Ponho-a num frasco, para não se

oxidar […]

Estes são os primeiros versos do poema “Astronomia” de Nuno Júdice.

A estrela é o que ilumina a poesia, o que ilumina os sonhos, o que ilumina a vida.

E brilha mais intensamente dentro de nós no início de um projecto.

A marca Frasco de Memórias está a crescer.

Depois de horas a apanhar fruta, outras a apanhar amoras silvestres, meses de experiências ambrosíacas, e de lanches faustosos, com muitos frascos doces e coloridos, estamos a preparar a abertura da loja online.

Pedimos ao Sérgio Azenha que fotografasse os Frascos de Memórias.

O Sérgio é um fotógrafo talentoso, generoso, sensível e subtil.
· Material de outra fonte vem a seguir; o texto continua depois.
PR #508, opened 2026-01-21
fix(HardwareSupport): Ensure default capabilities & misc fixes

pastaq:
- Adds (temporary) target device translations for screenshot capability for all target gamepads. Each device uses a different combination, and some devices (steam deck, horipad) need to queue events to avoid issues with input collision. These will be fairly difficult to manage with profiles. This makes them unsuitable for the default profile.
- Adds (temporary) target device translations for CenterPad -> RightPad and RightPad -> CenterPad for all target gamepads with touch capabilities. Ensures that any source -> target combination has a working default behavior. Fixes multiple reports of "Dualsense Touchpad doesn't work in InputPlumber" from devices with right pads. As some devices need CenterPad -> RightPad, some need RightPad -> CenterPad, and some need no translations, depending on the target, they are not suitable for the defualt profile.
- Fixed touchpad translation for Dualsense source device. It was using normalize_signed when it should have been unsigned.
- Reduce poll rate of dualsense target to match the real hardware (250Hz)
- Add IMU timestamp to dualsense target.
- Fix logic for touch events in Dualsense target. Previously it was assumed that 127 = touching and 128 = released, but it is actually a touch counter that ranged 0-127, and the "off" state for each touch is
  \+ 128 of the current counter.
- Fix max value for X and Y of the Dualsense (off by 1).
- Switch dualsense to use the new pitch/roll/yaw names for gyro events.
- Implement new gyro/accel events for Steam Deck, Dualsense, and horipad targets. We should review any remaining source devices for the deprecated Gamepad:Gyrosope|Accelerometer events and update them in another PR to remove the Composite Device direct translations. (This one already got out of hand a bit)
- Switch Legion Go 2 driver to use QuickAccess2 instead of Screenshot for one of the new buttons. This will still be Screenshot when using the default capability map.
- Change a few debug statements to trace.
- Clean up some target device match trees with catch all's to improve readability and reduce nesting in some cases.


src/input/target/dualsense.rs
```diff
@@ -972,6 +998,9 @@ impl TargetInputDevice for DualSenseDevice {
             Capability::Touchpad(Touchpad::CenterPad(Touch::Button(TouchButton::Press))),
             Capability::Touchpad(Touchpad::CenterPad(Touch::Button(TouchButton::Touch))),
             Capability::Touchpad(Touchpad::CenterPad(Touch::Motion)),
+            Capability::Touchpad(Touchpad::RightPad(Touch::Button(TouchButton::Press))),
+            Capability::Touchpad(Touchpad::RightPad(Touch::Button(TouchButton::Touch))),
+            Capability::Touchpad(Touchpad::RightPad(Touch::Motion)),
```
ShadowApex, line 1003: I hate this, lol

src/input/target/mod.rs
```diff
@@ -849,17 +846,12 @@ impl TargetDevice {
                 let driver = TargetDriver::new_with_options(id, device, dbus, options);
                 Ok(Self::Touchscreen(driver))
             }
-            "xb360" | "gamepad" => {
-                let device = XBox360Controller::new()?;
-                let driver = TargetDriver::new(id, device, dbus);
-                Ok(Self::XBox360(driver))
-            }
```
ShadowApex, line 856: I don't agree with the removal of this device. Users should be able to have the choice to choose this target device and there may be rare edge cases where Xbox 360 gamepad emulation is required.

src/input/target/steam_deck.rs
```diff
@@ -586,8 +582,34 @@ impl SteamDeckDevice {
...
+                            let guide =
+                                ScheduledNativeEvent::new(guide, Duration::from_millis(240));
+                            let bumpr =
+                                ScheduledNativeEvent::new(bumpr, Duration::from_millis(160));
+                            (guide, bumpr)
+                        };
+
+                        self.queued_events.push(guide);
+                        self.queued_events.push(bumpr);
+                    }
```
ShadowApex, line 612: Again, I'm really not a fan of including Steam-specific shortcuts as part of the target device implementation.

src/input/target/mod.rs
pastaq: Maybe we can refactor the target device to take an argument of the type and it can configure the capabilities and pid based on that argument then? These are all nearly identical so we can lower the maintenance burden if we do that and still support older controllers.

src/input/target/dualsense.rs
pastaq: I understand. The issue is that we have people complaining that the touchpad doesn't work for the DS5 and DS5 Edge controller. All of 0 handhelds have a "Center" pad so the events will never make it to the target device. This can be solved with a profile, but we can't easily make a default profile that makes sense for all devices. I.E. if you have a dualsense source you need it to route to center pad for the dualsense target  and if you have a s team deck you need right pad to route to right pad on the deck target. The barrier for entry is also very high for adding/creating a profile on a lot of systems as they don't come packaged with OpenGamepadUI to make profiles, and even then you will need to know you need to do this for some devices and not others. In all its is a crapshoot right now. What my intention is for this PR is to improve the default experience as much as possible as these issues are difficult to solve in the short term.

src/input/target/steam_deck.rs
pastaq: What is the alternative that will fix the screenshot button? The combo is different depending on the target device, so this can't be done in the default profile. Shipping something that works now and can be improved later but isn't idiomatically perfect is sometimes better than a solution that is philosophically pure.

src/input/target/dualsense.rs
ShadowApex: I think this is acceptable as a short-term solution, but I just wanted to note that we should be looking for a more long-term solution for this problem.

src/input/target/mod.rs
ShadowApex: I'm fine with that, but that should be included as part of a separate PR.

src/input/target/steam_deck.rs
ShadowApex: Right, again I'm just noting that I think this is fine as a short-term solution, but we should try to make an effort towards a long term solution that doesn't hard-code Steam-specific shortcuts into target device implementations.

src/input/target/mod.rs
pastaq: Okay. I'll add it back and apply the same fixes for relevant events.

src/input/target/dualsense.rs
pastaq: I agree, which is why I left all the TODO's.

E vê o outro,  vê as imagens que nós temos cá dentro guardadas e consegue tirá-las do caos em que as encontra.

No “Fugas” do Público deste Sábado, vimos Marrocos pelos olhos do Sérgio.

Fugiu aos estereótipos e mostrou o que eu nunca tinha pensado ver em Marrocos: este azul!

Com a sensibilidade e a subtileza de que já falei.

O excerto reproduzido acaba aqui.